## Task to complete:
The answer should match the records character for character.

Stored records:
PR #6317, opened 2024-11-13
Fix secondary audio on Tizen 8

dmitrylyzo:
There are reports that additional audio track (AudioTrack API) doesn't work on Tizen 8.
_Did Samsung break the AudioTrack API?_ 🤔 

**Changes**
Don't use AudioTrack API on Tizen 8+.

**Issues**
Fixes https://github.com/jellyfin/jellyfin-tizen/issues/293


dmitrylyzo:
This may become unnecessary if Samsung fixes the AudioTrack API.

kimahry:
Tested on TV and it fixed my issue.
Will this be merged ?

thornbill (approved):

Snuggerdog:
Still experiencing issues changing audio track after using the 10.10.z build. I select the alternate track plays in the original audio. 

TV model Samsung Q70AA

PR #6320, opened 2024-11-14
Resolve card hover state appearing between items

LittleBigOwI:
When navigating the UI, a bug caused cards to display as "hovered" even when the cursor was positioned between two cards.

#### Changes
- Adjusted the margin between cards and set gap in css.

#### Issues
- Couldn't find matching issue for this.


dmitrylyzo:
The problem is that `gap` doesn't work on older web engines (Tizen, webOS).

LittleBigOwI:
Okay - then what do you think of adding a spacer div to the card layout? This should work on all web engines.

dmitrylyzo:
> Okay - then what do you think of adding a spacer div to the card layout? This should work on all web engines.

Yeah, I was thinking of wrapping the cards with a "card cell" (div with margins), but that would require revising every "card generator" (unfortunately, there are several places where cards are constructed), and I'm not sure there's no logic that strictly requires the `card` class to be the topmost.

"Card generators": [1](https://github.com/jellyfin/jellyfin-web/blob/1fd7bf0c5192ffa316e256a41f6a6616b547db31/src/components/cardbuilder/cardBuilder.js#L878), [2](https://github.com/jellyfin/jellyfin-web/blob/1fd7bf0c5192ffa316e256a41f6a6616b547db31/src/components/cardbuilder/chaptercardbuilder.js#L84), [3](https://github.com/jellyfin/jellyfin-web/blob/1fd7bf0c5192ffa316e256a41f6a6616b547db31/src/controllers/session/login/index.js#L150-L178), [4](https://github.com/jellyfin/jellyfin-web/blob/1fd7bf0c5192ffa316e256a41f6a6616b547db31/src/components/tunerPicker.js#L49-L65), [5](https://github.com/jellyfin/jellyfin-web/blob/1fd7bf0c5192ffa316e256a41f6a6616b547db31/src/components/cardbuilder/Card/Card.tsx#L14)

## Answer for this exercise:
PR #6317, opened 2024-11-13
Fix secondary audio on Tizen 8

dmitrylyzo:
There are reports that additional audio track (AudioTrack API) doesn't work on Tizen 8.
_Did Samsung break the AudioTrack API?_ 🤔 

**Changes**
Don't use AudioTrack API on Tizen 8+.

**Issues**
Fixes https://github.com/jellyfin/jellyfin-tizen/issues/293


dmitrylyzo:
This may become unnecessary if Samsung fixes the AudioTrack API.

kimahry:
Tested on TV and it fixed my issue.
Will this be merged ?

thornbill (approved):

Snuggerdog:
Still experiencing issues changing audio track after using the 10.10.z build. I select the alternate track plays in the original audio. 

TV model Samsung Q70AA

PR #6320, opened 2024-11-14
Resolve card hover state appearing between items

LittleBigOwI:
When navigating the UI, a bug caused cards to display as "hovered" even when the cursor was positioned between two cards.

#### Changes
- Adjusted the margin between cards and set gap in css.

#### Issues
- Couldn't find matching issue for this.


dmitrylyzo:
The problem is that `gap` doesn't work on older web engines (Tizen, webOS).

LittleBigOwI:
Okay - then what do you think of adding a spacer div to the card layout? This should work on all web engines.

dmitrylyzo:
> Okay - then what do you think of adding a spacer div to the card layout? This should work on all web engines.

Yeah, I was thinking of wrapping the cards with a "card cell" (div with margins), but that would require revising every "card generator" (unfortunately, there are several places where cards are constructed), and I'm not sure there's no logic that strictly requires the `card` class to be the topmost.

"Card generators": [1](https://github.com/jellyfin/jellyfin-web/blob/1fd7bf0c5192ffa316e256a41f6a6616b547db31/src/components/cardbuilder/cardBuilder.js#L878), [2](https://github.com/jellyfin/jellyfin-web/blob/1fd7bf0c5192ffa316e256a41f6a6616b547db31/src/components/cardbuilder/chaptercardbuilder.js#L84), [3](https://github.com/jellyfin/jellyfin-web/blob/1fd7bf0c5192ffa316e256a41f6a6616b547db31/src/controllers/session/login/index.js#L150-L178), [4](https://github.com/jellyfin/jellyfin-web/blob/1fd7bf0c5192ffa316e256a41f6a6616b547db31/src/components/tunerPicker.js#L49-L65), [5](https://github.com/jellyfin/jellyfin-web/blob/1fd7bf0c5192ffa316e256a41f6a6616b547db31/src/components/cardbuilder/Card/Card.tsx#L14)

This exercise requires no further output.